### DATA SHOWN
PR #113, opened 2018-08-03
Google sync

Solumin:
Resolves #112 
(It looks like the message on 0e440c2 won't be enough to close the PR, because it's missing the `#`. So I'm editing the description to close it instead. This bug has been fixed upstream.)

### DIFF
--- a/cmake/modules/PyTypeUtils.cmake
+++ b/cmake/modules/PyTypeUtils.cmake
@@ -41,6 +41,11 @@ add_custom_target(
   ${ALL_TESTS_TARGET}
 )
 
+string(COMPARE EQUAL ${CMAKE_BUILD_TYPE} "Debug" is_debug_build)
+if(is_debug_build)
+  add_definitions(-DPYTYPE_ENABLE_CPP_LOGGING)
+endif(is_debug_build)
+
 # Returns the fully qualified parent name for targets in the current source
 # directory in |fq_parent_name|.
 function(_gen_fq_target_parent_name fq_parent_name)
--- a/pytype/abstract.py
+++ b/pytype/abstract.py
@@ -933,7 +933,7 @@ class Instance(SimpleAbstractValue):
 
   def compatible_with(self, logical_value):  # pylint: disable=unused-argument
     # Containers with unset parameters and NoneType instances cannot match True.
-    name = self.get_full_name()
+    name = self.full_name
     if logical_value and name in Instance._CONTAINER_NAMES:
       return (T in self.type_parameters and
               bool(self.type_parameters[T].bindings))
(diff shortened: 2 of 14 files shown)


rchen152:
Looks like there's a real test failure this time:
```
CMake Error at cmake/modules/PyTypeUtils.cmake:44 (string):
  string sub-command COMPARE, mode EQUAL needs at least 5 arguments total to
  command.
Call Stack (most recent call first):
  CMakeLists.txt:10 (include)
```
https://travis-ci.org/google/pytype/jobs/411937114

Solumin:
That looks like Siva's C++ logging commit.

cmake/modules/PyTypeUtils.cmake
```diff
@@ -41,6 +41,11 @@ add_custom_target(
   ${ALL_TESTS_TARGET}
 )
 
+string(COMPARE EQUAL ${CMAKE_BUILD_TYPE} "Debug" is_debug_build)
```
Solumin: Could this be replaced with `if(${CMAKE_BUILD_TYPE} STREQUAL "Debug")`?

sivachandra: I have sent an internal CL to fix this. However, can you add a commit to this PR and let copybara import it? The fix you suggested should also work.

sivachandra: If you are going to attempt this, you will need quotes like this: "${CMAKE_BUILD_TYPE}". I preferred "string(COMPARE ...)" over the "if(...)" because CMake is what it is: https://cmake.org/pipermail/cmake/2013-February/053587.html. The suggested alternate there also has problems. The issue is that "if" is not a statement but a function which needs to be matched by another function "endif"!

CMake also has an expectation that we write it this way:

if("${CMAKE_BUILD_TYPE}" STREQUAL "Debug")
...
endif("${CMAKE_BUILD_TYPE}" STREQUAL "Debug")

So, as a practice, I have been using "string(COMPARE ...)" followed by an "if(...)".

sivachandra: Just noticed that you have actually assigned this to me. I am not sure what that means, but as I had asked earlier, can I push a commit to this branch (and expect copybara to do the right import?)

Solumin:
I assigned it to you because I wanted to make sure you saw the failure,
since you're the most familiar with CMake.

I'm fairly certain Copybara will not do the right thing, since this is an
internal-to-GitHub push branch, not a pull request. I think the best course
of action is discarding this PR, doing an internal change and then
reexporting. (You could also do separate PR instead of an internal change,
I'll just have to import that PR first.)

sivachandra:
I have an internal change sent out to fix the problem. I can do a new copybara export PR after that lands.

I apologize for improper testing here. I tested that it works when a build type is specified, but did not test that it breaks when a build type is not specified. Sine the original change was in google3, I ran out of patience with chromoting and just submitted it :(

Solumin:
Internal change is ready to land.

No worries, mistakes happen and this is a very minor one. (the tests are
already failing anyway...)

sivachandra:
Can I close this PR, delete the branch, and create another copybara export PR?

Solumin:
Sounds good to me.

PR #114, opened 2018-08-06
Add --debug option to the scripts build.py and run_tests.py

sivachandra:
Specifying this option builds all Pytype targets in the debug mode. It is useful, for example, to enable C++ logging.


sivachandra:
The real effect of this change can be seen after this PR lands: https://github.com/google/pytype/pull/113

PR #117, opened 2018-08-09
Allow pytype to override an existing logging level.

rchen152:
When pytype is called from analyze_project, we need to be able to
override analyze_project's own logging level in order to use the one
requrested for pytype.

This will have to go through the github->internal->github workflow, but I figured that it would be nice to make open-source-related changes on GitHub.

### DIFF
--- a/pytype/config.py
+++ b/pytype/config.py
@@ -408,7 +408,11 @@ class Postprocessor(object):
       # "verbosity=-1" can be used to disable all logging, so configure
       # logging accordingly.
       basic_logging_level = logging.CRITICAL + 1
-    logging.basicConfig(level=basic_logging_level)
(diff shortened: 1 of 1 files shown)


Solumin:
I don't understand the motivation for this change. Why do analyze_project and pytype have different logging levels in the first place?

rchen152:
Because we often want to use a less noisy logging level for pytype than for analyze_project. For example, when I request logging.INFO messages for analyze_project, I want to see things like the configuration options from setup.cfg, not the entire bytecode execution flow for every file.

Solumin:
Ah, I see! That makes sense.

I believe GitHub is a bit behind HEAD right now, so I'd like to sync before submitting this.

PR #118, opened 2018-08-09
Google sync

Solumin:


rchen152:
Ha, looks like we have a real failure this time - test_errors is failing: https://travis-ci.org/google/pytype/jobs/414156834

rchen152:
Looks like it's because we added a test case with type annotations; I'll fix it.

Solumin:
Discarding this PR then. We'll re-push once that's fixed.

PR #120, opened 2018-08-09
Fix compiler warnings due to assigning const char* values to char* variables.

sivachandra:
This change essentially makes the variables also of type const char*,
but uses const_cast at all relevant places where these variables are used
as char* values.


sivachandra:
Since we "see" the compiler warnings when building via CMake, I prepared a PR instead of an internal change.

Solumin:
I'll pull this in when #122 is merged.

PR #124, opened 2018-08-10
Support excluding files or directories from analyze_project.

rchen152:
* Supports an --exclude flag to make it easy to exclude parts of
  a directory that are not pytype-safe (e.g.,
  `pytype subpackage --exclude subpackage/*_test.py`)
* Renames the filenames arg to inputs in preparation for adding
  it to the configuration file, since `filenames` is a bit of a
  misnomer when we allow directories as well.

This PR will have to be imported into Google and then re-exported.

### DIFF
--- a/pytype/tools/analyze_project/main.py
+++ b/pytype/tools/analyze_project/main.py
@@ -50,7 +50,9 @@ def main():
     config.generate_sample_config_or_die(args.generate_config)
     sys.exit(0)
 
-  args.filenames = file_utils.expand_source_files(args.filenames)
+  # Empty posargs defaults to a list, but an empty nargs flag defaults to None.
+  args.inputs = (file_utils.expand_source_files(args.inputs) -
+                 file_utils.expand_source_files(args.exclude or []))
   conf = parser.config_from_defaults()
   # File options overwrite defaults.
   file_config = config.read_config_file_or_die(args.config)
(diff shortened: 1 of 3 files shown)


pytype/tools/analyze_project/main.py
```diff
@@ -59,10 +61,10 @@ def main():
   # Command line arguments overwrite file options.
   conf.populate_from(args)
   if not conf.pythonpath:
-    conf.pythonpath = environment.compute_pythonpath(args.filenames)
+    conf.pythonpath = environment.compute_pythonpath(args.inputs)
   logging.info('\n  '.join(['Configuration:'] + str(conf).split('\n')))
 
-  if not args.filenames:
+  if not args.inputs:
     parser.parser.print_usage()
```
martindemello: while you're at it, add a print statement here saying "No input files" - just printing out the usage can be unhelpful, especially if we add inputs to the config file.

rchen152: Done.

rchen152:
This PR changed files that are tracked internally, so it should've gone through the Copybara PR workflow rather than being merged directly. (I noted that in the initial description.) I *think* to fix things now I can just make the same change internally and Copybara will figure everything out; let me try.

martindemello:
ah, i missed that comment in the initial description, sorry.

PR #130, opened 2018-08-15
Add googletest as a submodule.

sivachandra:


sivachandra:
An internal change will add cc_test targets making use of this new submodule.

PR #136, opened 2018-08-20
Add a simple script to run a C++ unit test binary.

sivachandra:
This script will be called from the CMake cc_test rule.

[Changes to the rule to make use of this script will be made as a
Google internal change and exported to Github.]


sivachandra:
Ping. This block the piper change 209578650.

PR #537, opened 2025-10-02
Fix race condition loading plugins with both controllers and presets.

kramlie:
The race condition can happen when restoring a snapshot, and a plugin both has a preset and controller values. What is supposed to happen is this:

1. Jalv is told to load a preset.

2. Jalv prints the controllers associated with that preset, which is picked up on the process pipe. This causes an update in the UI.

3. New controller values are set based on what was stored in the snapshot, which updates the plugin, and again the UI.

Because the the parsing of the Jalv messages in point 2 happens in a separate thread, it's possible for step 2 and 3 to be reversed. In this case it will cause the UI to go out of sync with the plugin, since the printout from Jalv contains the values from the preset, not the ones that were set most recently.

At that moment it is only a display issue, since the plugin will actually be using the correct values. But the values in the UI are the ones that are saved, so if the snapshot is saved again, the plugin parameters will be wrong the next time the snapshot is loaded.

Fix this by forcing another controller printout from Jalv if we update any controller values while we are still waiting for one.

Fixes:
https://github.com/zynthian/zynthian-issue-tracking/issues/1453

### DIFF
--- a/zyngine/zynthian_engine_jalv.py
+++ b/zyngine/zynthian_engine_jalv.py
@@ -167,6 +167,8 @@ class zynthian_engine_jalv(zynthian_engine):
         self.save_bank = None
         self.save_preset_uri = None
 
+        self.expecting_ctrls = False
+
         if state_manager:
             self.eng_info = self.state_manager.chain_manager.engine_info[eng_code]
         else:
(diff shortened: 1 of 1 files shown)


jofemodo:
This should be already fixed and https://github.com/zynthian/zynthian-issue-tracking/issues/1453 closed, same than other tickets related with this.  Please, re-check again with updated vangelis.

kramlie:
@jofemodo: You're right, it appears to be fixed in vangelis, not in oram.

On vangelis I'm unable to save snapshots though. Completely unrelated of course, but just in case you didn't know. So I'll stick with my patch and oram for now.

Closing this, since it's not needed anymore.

### TASK TO COMPLETE
Look through the lines above and collect those with the word "martindemello".

### ANSWER TO THE PROBLEM
martindemello: while you're at it, add a print statement here saying "No input files" - just printing out the usage can be unhelpful, especially if we add inputs to the config file.
martindemello:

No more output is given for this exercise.